Absolute continuity of measures on infinite binary sequences Suppose $P$ and $Q$ are two probability measures on the space $\Omega = \{0,1\}^{\mathbb N}$ of infinite binary sequences equipped with the product $\sigma$-algebra generated by its cylinder sets, with
$$ p_k = P(\omega_k = 1) \in (0,1), \quad q_k = Q(\omega_k = 1) \in [0,1].$$
Question: Why does $Q\ll P$ hold if and only if 
$$\sum_k \left( 1 - \sqrt{p_k q_k} - \sqrt{(1-p_k)(1-q_k)}   \right) < \infty?$$
A special case has already appeared on MO. I found this question through social media, where people were sharing a test from the Indian Statistical Institute that featured Donald Trump. A scan of the test is here. The question I'm asking is 4(a), and part (b) follows from it after some algebra. I was able to solve the other questions on the exam but could not make much progress on this.
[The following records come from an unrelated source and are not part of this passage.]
PR #1034, opened 2018-06-19
Add basic support for JSR 376 modules

wienczny:
Add Automatic-Module-Name to core and javase
Move Translator files to their own module as a single package can only be contained within one module.

### DIFF
--- a/javase/pom.xml
+++ b/javase/pom.xml
@@ -16,7 +16,7 @@
  -->
 <project xmlns="http://maven.apache.org/POM/4.0.0" xmlns:xsi="http://www.w3.org/2001/XMLSchema-instance" xsi:schemaLocation="http://maven.apache.org/POM/4.0.0 http://maven.apache.org/maven-v4_0_0.xsd">
   <modelVersion>4.0.0</modelVersion>
-  
+
   <artifactId>javase</artifactId>
   <version>3.3.4-SNAPSHOT</version>
   <packaging>jar</packaging>
@@ -64,6 +64,17 @@
           <descriptorRefs>
             <descriptorRef>jar-with-dependencies</descriptorRef>
           </descriptorRefs>
+        </configuration>
+      </plugin>
+      <plugin>
+        <groupId>org.apache.maven.plugins</groupId>
+        <artifactId>maven-jar-plugin</artifactId>
+        <configuration>
+          <archive>
+            <manifestEntries>
+              <Automatic-Module-Name>com.google.zxing.client.j2se</Automatic-Module-Name>
+            </manifestEntries>
+          </archive>
         </configuration>
       </plugin>
     </plugins>
--- a/pom.xml
+++ b/pom.xml
@@ -73,6 +73,7 @@
   <modules>
     <module>core</module>
     <module>javase</module>
+    <module>translator</module>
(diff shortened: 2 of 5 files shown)


srowen:
You've hit on the problem here - different modules define classes in the same package and that won't work with the module mechanism. Yes you'd have to move classes around. I'm reluctant to do it as it's a breaking change. Some of these classes aren't really APIs, I think a few are? At least that's why I didn't see enough value in doing this. Don't even think it needs a new Maven module. Maybe one day will release a 4.x release that makes a bunch of little breaking changes including all this.

wienczny:
I tried to use the Java SE module with Java 9+ which does not work. The automatic module naming and duplicate packages are are problem here. "core" is not a good Java module name ;-) I did not touch the Android parts as I don't expect to see JSR-376 on Android any time soon.
For JavaSE there are just two classes that don't fit into the picture: HtmlAssetTranslator and StringsResourceTranslator. Because they are in com.google.zxing they break JavaSE 9+ comptibility.
For me those classes look like they are used to build the Android translations. Because there are no dependencies on any other zxing class, I moved them to their own Maven module.
My patch only adds basic support for JSR-376 using a backwards compatible fallback. If you wanted full support you would have to add a module-info.java to the source root of any maven module. This has two drawbacks: You need Java 9+ for compilation of this file and the resulting .class has a new byte code version which breaks old versions of asm.

srowen:
core is a fine Maven artifact ID, but, this was all conceived in 2007 and would definitely have been organized differently today. 

Yes I understand the problem and fix, but am saying it causes some minor potential breakage. I think there is a little more breakage needed to make all the modules compliant (excluding Android).

But these modules work fine in Java 9 and 10, they just don't take advantage of checks on what classes modules export. But we'd be exporting most every class anyway for backwards compatibility. And yes the idea is to maintain Java 7 bytecode compatibility. 

So I don't think this really adds much, which is why I hadn't done it already. For a major version update? Could see overhauling all the modules, sure, but, even that may be unuseful given that this project is already long in maintenance mode.

wienczny:
My problem is the modules only work in Java9+ projects that don't use modules or include core only.

> [INFO] -------------------------------------------------------------
[ERROR] COMPILATION ERROR : 
[INFO] -------------------------------------------------------------
[ERROR] error: the unnamed module reads package com.google.zxing from both core and javase
[ERROR] error: module javase reads package com.google.zxing from both core and javase
[ERROR] error: module slf4j.api reads package com.google.zxing from both core and javase
[ERROR] error: module core reads package com.google.zxing from both javase and core
[ERROR] error: module guava reads package com.google.zxing from both core and javase

srowen:
It works fine in Java 9 without any of these changes. Without these declarations they are assumed to export all classes. What are you doing with the stock build that causes this?

wienczny:
I've prepared a minimal demo at https://github.com/wienczny/zxing-demo
The problem only occurs when the importing Maven project is a JSR-376 module. 
Removing the module-info.java makes the project compile again.

srowen:
Yes, don't add module-info.java and it's fine. No change is required at all to work in Java 9. Right?

srowen:
Ok yeah for reasons above I would leave this for now. It doesn't make anything work better.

 A: This is a particular case of Kakutani's theorem on equivalence of product measures. There is a very detailed exposition in Chapter III, Section 9 of Shiryaev's Probability. 
A: Ok,  Loïc Teyssier, Gerry Myerson, Nik Weaver, Stefan Waldmann, coudy, and a few other people will scold me badly for answering a question about a relatively simple exercise in undergraduate probability instead of crying loudly that "We do research here!" and closing, but here goes.
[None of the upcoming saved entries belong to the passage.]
PR #1039, opened 2018-06-30
Check if characters are digits for EAN_13, EAN_8, ITF and UPC_EAN_EXTENSION

keoni29:
Several barcode formats only support digits 0-9, namely

- BarcodeFormat.EAN_13 
- BarcodeFormat.EAN_8 
- BarcodeFormat.ITF 
- BarcodeFormat.UPC_EAN_EXTENSION

Passing different characters to the encode function causes a runtime exception. 

**Proposed solution**
Check return value of Character.digit and throw IllegalArgumentException if it is -1 (invalid character.)
Source: https://developer.android.com/reference/java/lang/Character#digit(int,%20int)

### DIFF
--- a/core/src/main/java/com/google/zxing/oned/OneDimensionalCodeWriter.java
+++ b/core/src/main/java/com/google/zxing/oned/OneDimensionalCodeWriter.java
@@ -23,6 +23,7 @@ import com.google.zxing.WriterException;
 import com.google.zxing.common.BitMatrix;
 
 import java.util.Map;
+import java.util.regex.Pattern;
 
 /**
  * <p>Encapsulates functionality and implementation that is common to one-dimensional barcodes.</p>
@@ -90,6 +91,7 @@ public abstract class OneDimensionalCodeWriter implements Writer {
     return output;
   }
 
+  private static final Pattern NUMERIC = Pattern.compile("[0-9]+");
 
   /**
    * @param target encode black/white pattern into this array
--- a/core/src/main/java/com/google/zxing/oned/OneDimensionalCodeWriter.java
+++ b/core/src/main/java/com/google/zxing/oned/OneDimensionalCodeWriter.java
@@ -93,6 +93,10 @@ public abstract class OneDimensionalCodeWriter implements Writer {
 
   private static final Pattern NUMERIC = Pattern.compile("[0-9]+");
 
+  protected static boolean checkNumeric(String contents) {
+    return NUMERIC.matcher(contents).matches();
+  }
+
   /**
    * @param target encode black/white pattern into this array
    * @param pos position to start encoding at in {@code target}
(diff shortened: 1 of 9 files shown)


srowen:
Rather than check every call to `Character.digit`, how about checking the input once at the start of the various `encode` methods with a regex? You can make a utility method in `UPCEANWriter` maybe.

```
private static final Pattern NUMERIC = Pattern.compile("[0-9]+");
...
if (!NUMERIC.matcher(contents).matches()) {
  ...
} 
```

Lastly if you have a moment to add a simple test of these behaviors that would really complete it.

core/src/test/java/com/google/zxing/oned/EAN8WriterTestCase.java
```diff
@@ -42,4 +42,14 @@ public void testAddChecksumAndEncode() throws WriterException {
     assertEquals(testStr, BitMatrixTestCase.matrixToString(result));
   }
 
+  @Test
+  public void testEncodeIllegalCharacters() throws WriterException {
```
srowen: You should be able to write `@Test(expected = WriterException.class)` and then the body of the test is just the line that causes the exception.

core/src/main/java/com/google/zxing/oned/OneDimensionalCodeWriter.java
```diff
@@ -90,6 +91,7 @@ private static BitMatrix renderResult(boolean[] code, int width, int height, int
     return output;
   }
 
+  private static final Pattern NUMERIC = Pattern.compile("[0-9]+");
```
srowen: Can you write a simple `checkNumeric` method here or something and then just call it in each of the subclasses? that way the invocation isn't duplicated.

srowen:
@keoni29 if you'll make the last updates, I'll merge

keoni29:
Have not had time this week to look at it. I can probably get it done this weekend. Thanks for your suggestions.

Note first of all that all examiners have an irritating habit of write the conditions in a slick form that hides what is going on as much as possible. So your first task on any exam is to trade beauty for clarity.
Since $2\sqrt(xy)=x+y-(\sqrt x-\sqrt y)^2$ and $(\sqrt x-\sqrt y)^2\asymp\frac{(x-y)^2}{x+y}$, the condition really is
$$
\sum_k (p_k-q_k)^2\left[\frac 1{(p_k+q_k)}+\frac{1}{(1-p_k)+(1-q_k)}\right]<+\infty
$$
Let $\Delta_k=q_k-p_k$.
Now the formal density of $Q$ with respect to $P$ is 
$$
\prod_k \left(1+\frac{\Delta_k}{p_k}\right)^{\omega_k}\left(1-\frac{\Delta_k}{1-p_k}\right)^{1-\omega_k}
$$
We want to show that the partial products $D_n=\prod_{k=1}^n(\dots)$ converge in $L^1(P)$. The trivial sufficient condition would be the uniform $L^2(P)$ bound and we almost have it. Indeed, 
$$
\mathcal E_P D_n^2=\prod_{k=1}^n\left[1+\Delta_k^2\left(\frac 1{p_k}+\frac{1}{1-p_k}\right)\right]
$$
So everything would work if we had the series without $q$'s in the denominator convergent. Unfortunately, we do not. Note, however, that if  $\frac{\Delta_k^2}{p_k}>10\frac{\Delta_k^2}{p_k+q_k}$, then the quantity in the right is at least $\frac 12q_k$, so the sum over such $k$ of $q_k$ converges and, thereby, with $Q$-probability $1$ only finitely many of such $\omega_k$ are $1$. Similarly for $1-$ fractions. Thus, if we just condition upon the corresponding finite sets of bad indices (and finite subsets of integers are countably many, so we just partition the interesting part of the probability space into countably many chunks), we can use the $L^2$ criterion in each chunk separately.
This is sufficiency. Now, since it is an undergraduate exercise, do the other part yourself (or ask the people mentioned above to help you). I'll stop here.